Return each line of the data below that contains the string "needed".

> _Records from a dataset_:
□ □ □ □ □ □ □
Issue #1673, opened 2023-10-18
fix: < Text / > - when more than one row ellipsis is applied - the tooltip doesn't show


SergeyRoyt:
[Monday ticket](https://monday.monday.com/boards/3532714909/pulses/5070129086)

https://style.monday.com/?path=/docs/text-text--overflow

viditagrawal56:
Hey @SergeyRoyt I was looking into the codebase to see if I could find a fix for this issue, and I think i found one.

![image](https://github.com/mondaycom/monday-ui-react-core/assets/52532308/57b97cf4-b3ca-43ee-8729-b4dd2be51f04)

In the function useTooltipProps, the ignoreHeightOverflow is set to true, as shown in the above screenshot.
From what I understand ignoreHeightOverflow ignores the vertical oveflow of the text inside the Text component which I think is the issue.
So setting the ignoreHeightOverflow to false should resolve the error I think.
Am I missing something, or the solution is as simple as setting the ignoreHeightOverflow flag to false?

SoumyadiptoPal:
I want to work on this issue. Please assign this to me!!

viditagrawal56:
> Hey @SergeyRoyt I was looking into the codebase to see if I could find a fix for this issue, and I think I found one.
> 
> ![image](https://user-images.githubusercontent.com/52532308/276364483-57b97cf4-b3ca-43ee-8729-b4dd2be51f04.png)
> 
> In the function useTooltipProps, the ignoreHeightOverflow is set to true, as shown in the above screenshot. From what I understand ignoreHeightOverflow ignores the vertical overflow of the text inside the Text component which I think is the issue. So setting the ignoreHeightOverflow to false should resolve the error I think. Am I missing something, or the solution is as simple as setting the ignoreHeightOverflow flag to false?

@SergeyRoyt

viditagrawal56:
@SergeyRoyt Ok I'll give it a try :)

viditagrawal56:
Hey @SergeyRoyt Just wanted to confirm that I am on the right track.....

1.   I need to create a new context say `TextContext` with `ignoreHeightOverflow` set to `false` and export it from a new file say 
`TextContext.ts` which is placed in a new folder `utils` inside the root `Text` component folder.

2.   After that import the context in `Text.tsx` and wrap the `Typography` component inside the code with `<TextContext.Provider value={{ updateFocusedItem }}>`

Am I on the write track or am I missing something?

[...]

PR #1706, opened 2023-10-25
Fixes: #1673 BUG Tooltip not visible when more than one row ellipsis is applied to Text component 

viditagrawal56:
Fixes : #1673 

#### Basic

- [X] PR has description.
- [X] Component is written in TypeScript.

#### Style

- [ ] Styles are added to `NewComponent.modules.scss` file inside the `NewComponent` folder.
- [ ] Styles are defined using [monday-ui-style](https://github.com/mondaycom/monday-ui-style) tokens
- [ ] Displays correctly in all the themes

#### Storybook

- [ ] Stories were added to `/src/components/NewComponent/__stories__/NewComponent.stories.mdx` file.
- [ ] Stories implemented using [vibe-storybook-components](https://github.com/mondaycom/vibe-storybook-components) components and tokens.

#### Tests

#### Accessibility

- [ ] Component is accessible.
- [ ] Component is compatible with [Vibe Accessibility Guidelines](https://style.monday.com/?path=/docs/foundations-accessibility--page)


viditagrawal56:
Hey @SergeyRoyt, I understand that you must be busy,
I made this draft PR
Please let me know if any changes are required! :)

viditagrawal56:
> Hey @SergeyRoyt, I understand that you must be busy that's why you were not replying to my messages 😅. I made this draft PR, Please let me know if any changes are required whenever you are free! :)

@SeregyRoyt

src/components/Text/utils/TextContext.ts
SergeyRoyt, line 1: Let's call this one `TypographyContext` and move it `Typography` folder, cause it's related to Typography, not just to Text

SergeyRoyt: Let's fix lint issues here

src/components/Text/Text.tsx
```diff
@@ -32,9 +33,11 @@ const Text: VibeComponent<TextProps, HTMLElement> & {
       ...typographyProps
     },
     ref
-  ) => {
+    ) => {
+    const { ignoreHeightOverflow } = useContext(TextContext);
```
SergeyRoyt, line 37: That's not right. You should call `useContext` in the `Typography` component, then pass this value into `useTooltipProps` which should pass it further to `useIsOverflowing` hook

src/components/Text/Text.tsx
```diff
@@ -32,9 +33,11 @@ const Text: VibeComponent<TextProps, HTMLElement> & {
...
     const overrideEllipsis = ellipsis ?? element !== "p";
     return (
+      <TextContext.Provider value={{ignoreHeightOverflow}}>
```
SergeyRoyt, line 40:
```suggestion
      <TypographyContext.Provider value={{ignoreHeightOverflow: false}}>
```
And to make it explicit let's also provide TypographyContext value in `Heading` component, but there it should be 
`{ignoreHeightOverflow: true}` for now

SergeyRoyt (changes requested):
Hey, @viditagrawal56 !
Sorry for not a very quick respond!
Wrote you a few notes, feel free to ask if you need help with anything

Basically what I want us to achieve here is passing different kind of context from `Text` (`{ignoreHeightOverflow: false}`) and `Heading` (`{ignoreHeightOverflow: true}`). Then consuming this context in `Typography` component and make difference in overflowing logic due to it. 

Basically you could have achieved the same just by using props, but what we do here is most likely a temp fix (some work will still need to be done in `Heading` component to fix overflow for the case of multiple lines), so we don't want to spoil our components API by adding new props - so we just pass them kinda "behind the scenes"

viditagrawal56:
@SergeyRoyt Sorry for the mistakes 🙏 
I have made all the changes as per your notes
Let me know if more changes are needed!
Forgot to turn on prettier last time 😅, but all the lint issues are fixed now.

I think I also need to update the snapshots by running `npm run test:update` right?

src/components/Text/Text.tsx
```diff
@@ -1,4 +1,4 @@
-import React, { forwardRef, ReactNode } from "react";
+import React, { forwardRef, ReactNode, useContext } from "react";
```
SergeyRoyt, line 1: Only one lint issue left to fix

SergeyRoyt:
Looks great, exactly what's needed to be done! 💪
Let me just test it on our production environment to make sure we are not breaking anything 🙏

SergeyRoyt (approved):
Approved! Thanks a lot for the great job, @viditagrawal56!! 👑👑

PR #1708, opened 2023-10-26
fix: <Dropdown> multi single line - counter options display

SergeyRoyt:
https://monday.monday.com/boards/3532714909/pulses/5397103322

Issue: one of the options wasn't displaying not in input, not under counter
Solution: recalculate useHiddenOptionsData AFTER counter rerender, not before


src/components/Dropdown/__stories__/dropdown.stories.mdx
SergeyRoyt, line 1: **_TODO remove demo story_**

src/components/Dropdown/components/MultiValueContainer/MultiValueContainer.jsx
```diff
@@ -35,9 +36,13 @@ export default function Container({ children, selectProps, ...otherProps }) {
     ref,
     chipClassName,
     chipWrapperClassName,
-    selectedOptionsCount: selectedOptions.length
+    selectedOptionsCount: selectedOptions.length,
+    isCounterShown
   });
-  const isCounterShown = hiddenOptionsCount > 0;
+
+  useEffect(() => {
```
talkor, line 43: It feels a bit weird to me, because there's an external state that is being sent to the hook and is dependent on it, and based on the result we use an effect on this value
I think the root cause of this issue is the CSS, there's a margin on the field which doesn't let another chip to be viewed, it's in wrapped in the next line, so the calculation is supposed to be ok. If you remove the margin it works well, maybe worth taking a look at the CSS first, WDYT?

SergeyRoyt: The problem as I understand it, is that it calculates amount of Chips to hide before rendering the Counter so not taking it in consideration, which makes the issue in this specific case, this trick makes it recalculate again after everything was rendered fixing the previous result
So I have doubts that it's a CSS issue, though it might fix it for this specific case, as the Chips just fits after the change

SergeyRoyt: Which margin you remove anyway? I'll try to play with it too

talkor (approved):

PR #1711, opened 2023-10-26
chore: replace mixins with exported mixins from monday-ui-style

talkor:
- Use exported mixins from `monday-ui-style`
- Remove unused mixins
- Remove redundant mixins import

There are some other mixins that can be a bit optimized but will be created in a different PR.

https://monday.monday.com/boards/3532714909/pulses/4982541657


src/styles/typography.scss
SergeyRoyt, line 1: I believe functions like `capitalize`, `camelize` and the rest are exported from monday-ui-style/dist/functions, so we can refactor this even better 💪

SergeyRoyt (approved):
Great job! 🤩
It warms my heart to see such cleanup ^^

src/styles/typography.scss
talkor: Ohh nice thanks, missed that, removing

PR #1716, opened 2023-10-29
docs: extract AlertBanner template to stories file

talkor:
The issue was that the condition in `AlertBanner.tsx:109` where the condition identified the children as MDX element and not AlertBanner Text, the ellipsis actually works well, there's even a story for that.
https://monday.monday.com/boards/3532714909/pulses/5382950355
Screenshot 2023-10-29 at 16 47 11


SergeyRoyt (approved):
Nice catch

PR #1726, opened 2023-11-01
feat: new EditableHeading with new typography

talkor:
https://monday.monday.com/boards/3532714909/pulses/5266220954


shlomitc (changes requested):
image
This should stay `EditableHeading` and not `LegacyEditableHeading`

shlomitc (approved):

PR #1727, opened 2023-11-01
feat: create a new EditableHeading component (with new typography styles)

talkor:
Screenshot 2023-10-31 at 19 58 25
https://monday.monday.com/boards/3532714909/pulses/5266220954


src/components/EditableHeading/HiddenInputPlaceholder.module.scss
```diff
@@ -0,0 +1,7 @@
+.hiddenInputPlaceholder {
+  position: absolute;
```
talkor, line 2: I can't use the `hidden-element` mixin here because I need the width

src/components/EditableHeading/__stories__/EditableHeading.stories.mdx
```diff
@@ -0,0 +1,66 @@
...
+  </Story>
+</Canvas>
+
+## Props
+
+<ArgsTable story="Overview" />
+
+## Usage
+
+<UsageGuidelines guidelines={[]} />
```
talkor, line 54: The old guidelines are not relevant anymore, I'll talk to Meirav

src/components/EditableHeading/EditableHeading.tsx
```diff
@@ -0,0 +1,168 @@
...
+      <div
+        ref={mergedRef}
+        id={id}
+        aria-label={ariaLabel}
+        data-testid={dataTestId || getTestId(ComponentDefaultTestId.EDITABLE_HEADING, id)}
+        className={cx(styles.editableHeading, className)}
+      >
+        {isEditing && editable ? (
+          <>
+            <HiddenInputPlaceholder className={inputClassNames} value={inputValue} onChange={setInputWidth} />
```
talkor, line 137: The main difference between this and the old one is that the input is now an inline element and not a black element, so since html inputs cannot have a dynamic width that fits the text we use this hack of a hidden placeholder that defines the width for the input. This is a very common hack and it's being used in libraries such as `react-input-autosize`.

src/components/EditableHeading/EditableHeading.module.scss
```diff
@@ -0,0 +1,36 @@
+@import "../../styles/typography";
+@import "~monday-ui-style/dist/mixins";
+
+@include create-title-classes;
+
+.editableHeading {
+  @include ellipsis;
```
shlomitc, line 7: why is this needed? aren't you getting it from the `Heading` component?

src/components/EditableHeading/EditableHeading.tsx
```diff
@@ -0,0 +1,168 @@
...
+
+export interface EditableHeadingProps extends VibeComponentProps {
+  value: string;
+  type?: HeadingType;
+  weight?: HeadingWeight;
+  editable?: boolean;
+  onChange?: (value: string) => void;
+  focusOnMount?: boolean;
+  selectOnMount?: boolean;
+  ariaLabel?: string;
```
shlomitc, line 24: add description per prop for its documenation

src/components/EditableHeading/EditableHeading.tsx
```diff
@@ -0,0 +1,168 @@
...
+    {
+      id,
+      className,
+      "data-testid": dataTestId,
+      value,
+      type = Heading.types.H1,
+      weight = HeadingWeight.NORMAL,
+      editable = true,
+      onChange = () => {},
+      focusOnMount = true,
```
shlomitc, line 41: should probably be `false`

src/components/EditableHeading/EditableHeading.tsx
```diff
@@ -0,0 +1,168 @@
...
+  (
+    {
+      id,
+      className,
+      "data-testid": dataTestId,
+      value,
+      type = Heading.types.H1,
+      weight = HeadingWeight.NORMAL,
+      editable = true,
+      onChange = () => {},
```
shlomitc, line 40: I guess you can keep it unassigned

src/components/EditableHeading/EditableHeading.tsx
```diff
@@ -0,0 +1,168 @@
...
+} = forwardRef(
+  (
+    {
+      id,
+      className,
+      "data-testid": dataTestId,
+      value,
+      type = Heading.types.H1,
+      weight = HeadingWeight.NORMAL,
+      editable = true,
```
shlomitc, line 39: I usually prefer props that are "off" by default. meaning that if I want to turn something on, I activate it instead of making something inactive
□ □ □ □ □ □ □
> _Result below_:
Let me know if more changes are needed!
Looks great, exactly what's needed to be done! 💪
shlomitc, line 7: why is this needed? aren't you getting it from the `Heading` component?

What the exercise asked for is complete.